Sankcje, nad którymi mieli w poniedziałek dyskutować ministrowie spraw zagranicznych UE mają związek z otruciem rosyjskiego opozycjonisty, Aleksieja Nawalnego.
Konflikt na linii Rosja UE toczy się od 2014 roku, kiedy to Unia Europejska nałożyła na Rosję sankcje po aneksji Krymu.
Jak pisze "Die Welt", od tamtej pory oba bloki polityczne się "zbroją", co widać szczególnie w rejonie krajów bałtyckich, gdzie przebiega sztywna granica.

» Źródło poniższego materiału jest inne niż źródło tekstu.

PR #3387, opened 2022-08-29
Fix PR previews with diagrams

### LINKED ISSUE #3386: preview-pull-request doesn't pick up new diagrams
For security reasons, the preview-pull-request action runs based on the *main* branch of the repo, and pulls in only specific files from the PR branch:
https://github.com/gpuweb/gpuweb/blob/ddf2e90f2922af4edca2a5a72c11ffa56cc03986/.github/workflows/preview-pull-request.yml#L34-L37

We need this to also pull in new diagrams (`{spec,wgsl}/img/*`). But in order to do this we need to know which filenames to pull, since we can't pull a whole directory. Likely we need to get the list of changed img files from the PR branch and pull those in.

I'm thinking if we can get the URL of the remote of the source of the PR, we can use `git` instead of `wget` to checkout those files and then we can just have git check out the whole img/ directory.

kainino0x:
Fixes #3386 (see issue for explanation)

### DIFF
--- a/.github/workflows/preview-pull-request.yml
+++ b/.github/workflows/preview-pull-request.yml
@@ -30,9 +30,8 @@ jobs:
         if: ${{ github.event.workflow_run.event == 'pull_request' && env.PR }}
         # Note, do not add python scripts here due to easy private key access.
         run: |
-          rm spec/index.bs wgsl/index.bs explainer/index.bs
           git fetch https://github.com/${{ github.event.workflow_run.head_repository.full_name }} ${{ github.event.workflow_run.head_sha }}
-          git checkout ${{ github.event.workflow_run.head_sha }} {spec,wgsl,explainer,correspondence}/{index.bs,img/}
+          git ls-tree ${{ github.event.workflow_run.head_sha }} --full-tree --name-only -r spec/ wgsl/ explainer/ correspondence/ | grep "\.\(bs\|svg\|png\|jpg\)$" | xargs git checkout ${{ github.event.workflow_run.head_sha }} --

I choć zdaniem cytowanych przez niemiecki dziennik ekspertów, Rosja ma niewiele środków do tego, by taką walkę dalej prowadzić, to zastopowanie Nord Stream 2 może oznaczać dla państw UE bardzo duże koszty. Bo rosyjski gaz pokrywa obecnie 43 proc. potrzeb krajów członkowskich.

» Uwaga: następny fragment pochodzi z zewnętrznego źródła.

PR #3394, opened 2022-08-30
Pull reserved word list into its own file

dneto0:
- Update Makefile rules
- Update extract-grammar.py to understand bikeshed include files
  And have it explicitly ignore certain includes
- keywords script emits the whole reserved-words "div" element.


wgsl/Makefile
```diff
@@ -8,8 +8,9 @@ clean:
 	rm -f index.html index.pre.html grammar/grammar.js wgsl.lalr.txt
 
 # Generate spec HTML from Bikeshed source.
-index.pre.html: index.bs wgsl.recursive.bs.include
-	DIE_ON=everything bash ../tools/invoke-bikeshed.sh index.pre.html index.bs wgsl.recursive.bs.include
+WGSL_SOURCES=index.bs wgsl.recursive.bs.include wgsl.reserved.bs.include
```
mehmetoguzderin, line 11: Should we do *.bs.include if that works to ensure future PRs' includes just work with previews? (I was authoring almost the same change, that's where my include PR came from, haha)

mehmetoguzderin (changes requested):

wgsl/Makefile
dneto0: Sure, that's a good idea.

mehmetoguzderin: Thank you!

dneto0: I made it "wgsl.*.bs.include", an used Gnu Makefile syntax for expanding the wildcard.

mehmetoguzderin (approved):
LGTM!

PR #3397, opened 2022-08-31
Add note about texture copies not preserving bit values

### LINKED ISSUE #2558: Add a note that copyT2T might not preserve the exact bit values
This was found while updating the CTS tests for `copyTextureToTexture`. Sometimes the bytes are not preserved exactly when doing the copy, I think it is because some drivers implement the copy with a render pass which "normalizes" the bit representation of values. For example `r8snorm` has two representations for -1: `0x80` and `0x81`. When doing a copy of the `0x81` value, the destination texture gets a `0x80`.

kainino0x:
Fixes #2558

### DIFF
--- a/spec/index.bs
+++ b/spec/index.bs
@@ -9163,17 +9163,16 @@ dictionary GPUImageCopyExternalImage {
 
 ### <dfn dfn lt="image copy">Image Copies</dfn> ### {#image-copies}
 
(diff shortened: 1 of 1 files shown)


Kangz (approved):

toji (approved):
LGTM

"Jeśli projekt Nord Stream 2 zostanie przerwany, Republika Federalna Niemiec może stracić miliardy w postaci odszkodowań - nie tylko dla rosyjskiej Grupy Gazprom, ale także dla międzynarodowych koncernów, które posiadają prawie połowę udziałów w projekcie" - pisze "Die Welt".
Nord Stream 2 jest obecnie gotowy w 94 proc. Jednak od grudnia ubiegłego roku nie są prowadzone żadne prace przy gazociągu.